## DATASET RECORDS
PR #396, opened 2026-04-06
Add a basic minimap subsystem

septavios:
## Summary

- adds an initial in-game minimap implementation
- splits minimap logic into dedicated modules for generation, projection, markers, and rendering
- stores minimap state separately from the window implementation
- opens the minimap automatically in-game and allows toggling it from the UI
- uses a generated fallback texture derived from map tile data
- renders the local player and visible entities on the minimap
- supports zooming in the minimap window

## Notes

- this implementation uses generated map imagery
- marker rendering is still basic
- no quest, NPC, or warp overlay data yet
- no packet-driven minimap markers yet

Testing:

* * *

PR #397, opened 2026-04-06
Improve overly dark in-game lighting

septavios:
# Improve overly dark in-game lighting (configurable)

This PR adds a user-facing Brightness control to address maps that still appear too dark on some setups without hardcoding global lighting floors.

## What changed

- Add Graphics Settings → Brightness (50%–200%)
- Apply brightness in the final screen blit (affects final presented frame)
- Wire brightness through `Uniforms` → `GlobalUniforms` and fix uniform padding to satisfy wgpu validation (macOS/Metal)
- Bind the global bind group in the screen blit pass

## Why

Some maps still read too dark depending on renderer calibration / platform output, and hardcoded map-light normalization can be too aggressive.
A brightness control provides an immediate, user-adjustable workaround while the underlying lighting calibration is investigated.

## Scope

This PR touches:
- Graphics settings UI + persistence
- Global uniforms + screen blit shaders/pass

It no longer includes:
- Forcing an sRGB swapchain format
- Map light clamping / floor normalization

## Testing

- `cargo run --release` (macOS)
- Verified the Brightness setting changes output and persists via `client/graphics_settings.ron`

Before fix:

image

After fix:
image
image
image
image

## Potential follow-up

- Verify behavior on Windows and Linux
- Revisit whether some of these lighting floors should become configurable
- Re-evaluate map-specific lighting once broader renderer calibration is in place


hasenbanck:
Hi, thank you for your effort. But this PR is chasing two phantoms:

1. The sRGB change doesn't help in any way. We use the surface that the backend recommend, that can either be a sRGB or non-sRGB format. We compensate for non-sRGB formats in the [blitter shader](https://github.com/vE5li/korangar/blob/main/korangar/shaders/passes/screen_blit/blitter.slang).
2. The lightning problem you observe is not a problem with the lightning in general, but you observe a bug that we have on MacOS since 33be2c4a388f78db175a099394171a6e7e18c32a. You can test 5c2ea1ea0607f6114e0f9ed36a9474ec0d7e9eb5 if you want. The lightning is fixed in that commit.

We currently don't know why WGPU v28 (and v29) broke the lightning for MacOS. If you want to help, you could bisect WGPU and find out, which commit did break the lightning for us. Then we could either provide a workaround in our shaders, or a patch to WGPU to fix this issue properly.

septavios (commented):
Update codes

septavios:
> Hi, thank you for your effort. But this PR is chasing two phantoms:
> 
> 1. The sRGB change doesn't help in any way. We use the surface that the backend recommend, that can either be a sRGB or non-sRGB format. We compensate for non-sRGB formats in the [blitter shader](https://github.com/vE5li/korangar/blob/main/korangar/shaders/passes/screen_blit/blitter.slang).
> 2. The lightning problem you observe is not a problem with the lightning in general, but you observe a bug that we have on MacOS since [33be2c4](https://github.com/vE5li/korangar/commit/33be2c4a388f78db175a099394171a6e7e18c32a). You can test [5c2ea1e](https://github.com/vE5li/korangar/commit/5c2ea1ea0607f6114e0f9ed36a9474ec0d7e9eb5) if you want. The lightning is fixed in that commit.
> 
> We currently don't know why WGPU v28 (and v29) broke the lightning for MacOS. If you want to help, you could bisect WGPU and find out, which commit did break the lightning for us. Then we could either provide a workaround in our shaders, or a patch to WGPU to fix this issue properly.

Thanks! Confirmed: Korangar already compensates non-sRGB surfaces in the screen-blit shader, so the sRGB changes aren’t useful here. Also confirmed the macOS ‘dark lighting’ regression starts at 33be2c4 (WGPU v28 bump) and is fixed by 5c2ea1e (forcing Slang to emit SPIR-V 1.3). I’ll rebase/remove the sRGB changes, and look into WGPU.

## PROBLEM TO SOLVE
Only the number is wanted: how many lines in the data include the word "control"?

## ANSWER FOR THIS EXERCISE
2